We describe here a case of successful treatment conversion from insulin to sulphonylurea for KCNJ11 neonatal diabetes despite a diabetes duration of 27 years. This was accomplished with a modified protocol in which glibenclamide was up-titrated to 1.0 mg/kg over a period of 2 months to progressively achieve an optimal clinical response. Once glycemic target has been achieved and sustained, step-wise gradual down-titration to 25 mg daily (i.e. 0.4 mg/kg, in contrast with the initiation high dose of 1 mg/kg) was successful. This was much closer to the usual recommended daily maximum dose of up to 20 mg daily for adults with Type 2 diabetes to avert side effects associated with high-dose sulphonylurea like teeth discoloration and diarrhea [17, 18]. At this reduced dose, glycemic control was sustained in this patient with absence of hypoglycemia since 2011. Babiker et al. observed that patients who had unsuccessful conversions had a longer duration of diabetes as compared to those who were successful (mean 18.2 vs 3.4 years) [17, 19]. Given that clinical responsiveness to sulphonylureas can be affected by duration and may vary with individuals (as observed in our patient), our experience suggests that for KCNJ11 variant carriers with a longer diabetes duration, the conversion protocol may have to be further individualized and that a successful conversion is still possible even for those with duration of over 18 years.
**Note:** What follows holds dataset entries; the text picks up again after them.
PR #593, opened 2018-11-24
Fix http_acl regex to properly capture SDDL

Annih:
### Description

Former regex was incorrect and captured the trailing space and CR.
Since the SDDL format does not include spaces the new regexp is better.

### Check List

### DIFF
--- a/resources/http_acl.rb
+++ b/resources/http_acl.rb
@@ -35,7 +35,7 @@ load_current_value do |desired|
     exists true
     url desired.url
     # Checks first for sddl, because it generates user(s)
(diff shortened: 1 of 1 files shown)


Annih:
Do you think you could backport this change in the version 4 of the cookbook? 👼

tas50:
Thanks @Annih. We don't really have a process in place for backporting fixes to the cookbooks. Is there a reason you can't update to the latest?

Annih:
We are a bit late on Chef-client version, we tackled most of the breaking changes but are not yet ready to upgrade.
Don't worry that's not a huge problem if you do not backport, , we'll use a fork why we'll do our best to catchup 😄

PR #600, opened 2018-12-14
Certificate tests

xorima:
### Description
This commit adds working tests for the certificate resource, it also
removes the reuse of the same certificate which caused tests to be
unreliable

It highlights some usecases which are failing as well.

Signed-off-by: Jason Field (jason@avon-lea.co.uk)

### Issues Resolved

Does not resolve but highlights bugs in the certificate resource clearer

### Check List


Xorima:
Failing tests are: 
```
# Install PFX certificate with private key in MY store
describe powershell(private_key_script(thumbprint: '5081f667f1ef005d0ec39fa3e30aa71b4fd84eb6')) do
  its('strip') { should eq 'True' }
end

# Add (.CRT) format certificate for validation tests exists
describe powershell(thumbprint_script(thumbprint: '9E848F52575C6B1A69D6AB62E0288BFAD4A5564E')) do
  its('strip') { should eq 'True' }
end
```

tas50:
@Nimesh-Msys Here's 2 tests we should see if we can get passing in chef/chef and win32-certstore.

Nimesh-Msys:
> @Nimesh-Msys Here's 2 tests we should see if we can get passing in chef/chef and win32-certstore.

@Xorima : Apply these [changes to add a PFX certificate](https://gist.github.com/Nimesh-Msys/f9f93cbb4fb618d2e83f8ddf416560b5). Hope they would run fine then. Let me know in case of any issues.

Xorima:
@Nimesh-Msys I have made you a collaborator of my fork so you can make any changes you need to 👍

Nimesh-Msys:
> @Nimesh-Msys I have made you a collaborator of my fork so you can make any changes you need to 👍

Unable to push. Seems like I don't have access:
```
remote: Permission to Xorima/windows.git denied to Nimesh-Msys.
fatal: unable to access 'https://github.com/Xorima/windows.git/': The requested URL returned error: 403
```

Xorima:
You will need to accept the contributor invite, you should have an e-mail @Nimesh-Msys

Nimesh-Msys:
Right, so I've checked PFX import, it is running fine.
The remaining error is while importing a certificate of `.CER` format.
Its an `openssl` issue and could be resolved by `renaming the file to .pem`. Here is [a similar discussion](https://stackoverflow.com/questions/14191468/openssl-encoding-errors-while-converting-cer-to-pem).
In near future, we are planning to use purely Crypto APIs and thus remove the usage of openssl utility. It is under discussion. But as of now, you can skip this case.

Nimesh-Msys:
`CER` formats are working fine. `PFX` should also run, but the error is unexpected. Will check tomorrow.

Nimesh-Msys:
Hey @Xorima , PR is fixed now. I made the following changes:

- Fixes to properly use `CRT` format certificates.
  - This change also needs to be implemented in core. I'll do that later
- Using `add_pfx` from `win32-certstore-0.2.4 ` to import PFX certificates.
- Corrected thumbprint of a certificate.

Xorima:
may need to also swap back to chef 13? I think I bumped it at some point, 

at least we have great coverage going forwards as well :)

Nimesh-Msys:
> may need to also swap back to chef 13? I think I bumped it at some point,
> 
> at least we have great coverage going forwards as well :)

Yes of course, it was a nice coverage. Specially the one with base 64 encoded CRT certificate. I think that was the only case I missed while writing down [these test cases](https://github.com/chef/chef/blob/master/spec/functional/resource/windows_certificate_spec.rb). 

Reason for back porting: Actually `chef_version_for_provides` seems to be slightly confusing for me here. Not sure, whether it checks the version after which resources from chef core resources should be run. Like introduction of windows_certificate in chef-core ( `> 15.0.16` ). But on running it on current chef-client(15.0.158), it raises the error:
```
Resource windows_certificate from a cookbook is overriding the resource from the client. Please upgrade your cookbook or remove the cookbook from your run_list before the next major release of Chef.
```
Or it denotes the version until this resource file will run, otherwise core (`> 15.0.16`). Again, running it on current chef-client(15.0.158) I checked that core resource was running.

Or if nothing but simply informs that until this version, we there will be [no deprecation warning errors](https://github.com/chef/chef/blob/c7d9809deee1f5ebc5c7ba8ec5343f026d60698c/lib/chef/resource.rb#L1313-L1327).

That is why I choose to run these tests on chef 13 and everything worked well.

Nimesh-Msys:
@Xorima , To remain in sync with core changes, i've implemented `binary_cert?` method here as well.

PR #609, opened 2019-04-02
Grant-SmbShareAccess - remove double quotes for -AccountName parameter

Vit0hA:
### Description

AccountName parameter requires String[], double quotes transform it to usual String and list of accounts couldn't be added to acl. Currently only one account could be added during run.

https://docs.microsoft.com/en-us/powershell/module/smbshare/grant-smbshareaccess?view=win10-ps#optional-parameters

### Issues Resolved

Haven't found related issues.

### Check List

obvious fix

### DIFF
--- a/resources/share.rb
+++ b/resources/share.rb
@@ -243,7 +243,7 @@ action_class do
       # set permissions for a brand new share OR
       # update permissions if the current state and desired state differ
       next unless permissions_need_update?(perm_type)
-      grant_command = "Grant-SmbShareAccess -Name '#{new_resource.share_name}' -AccountName \"#{new_resource.send("#{perm_type}_users").join('","')}\" -Force -AccessRight #{perm_type}"
+      grant_command = "Grant-SmbShareAccess -Name '#{new_resource.share_name}' -AccountName #{new_resource.send("#{perm_type}_users").join('","')} -Force -AccessRight #{perm_type}"
 
       Chef::Log.debug("Running '#{grant_command}' to update the share permissions")
       powershell_out!(grant_command)


tas50:
Pinging @Xorima

tas50:
Also @Vit0hA can you sign off this commit for the DCO so we can accept it. The information is here: https://github.com/chef/chef/blob/master/CONTRIBUTING.md#developer-certification-of-origin-dco

resources/share.rb
```diff
@@ -243,7 +243,7 @@ def update_permissions
       # set permissions for a brand new share OR
       # update permissions if the current state and desired state differ
       next unless permissions_need_update?(perm_type)
-      grant_command = "Grant-SmbShareAccess -Name '#{new_resource.share_name}' -AccountName \"#{new_resource.send("#{perm_type}_users").join('","')}\" -Force -AccessRight #{perm_type}"
+      grant_command = "Grant-SmbShareAccess -Name '#{new_resource.share_name}' -AccountName #{new_resource.send("#{perm_type}_users").join('","')} -Force -AccessRight #{perm_type}"
```
Xorima: The problem we have now is we get a value of 
`Grant-SmbShareAccess -Name 'read_only' -AccountName BUILTIN\Users","foo","bar`

Based on microsoft documentation we need it in this format:
> Specifies the name of the trustee. Use a comma-separated list to specify multiple trustees.
`Grant-SmbShareAccess -Name 'read_only' -AccountName "BUILTIN\Users","foo","bar"`

Is this not what the original code was doing?

Vit0hA: Sorry for my inattention, it's a bug with my array which i passed to mentioned resource.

As we have adopted a step-wise approach to identify the causal variant starting with the 2 hotspot regions in KCNJ11, we have not screened further for additional variants in KCNJ11 and other genes such as ABCC8 and INS that may also cause neonatal diabetes. Therefore, we cannot rule out the possibility that the patient may carry more than one function-affecting variant in multiple genes and that the delayed responsiveness to sulphonylureas may be attributed to the presence of other genetic variations which remains to be determined.

In summary, evaluation of both genetic variation and clinical presentation (duration of diabetes) is important for successful implementation of precision medicine in KCNJ11 neonatal diabetes.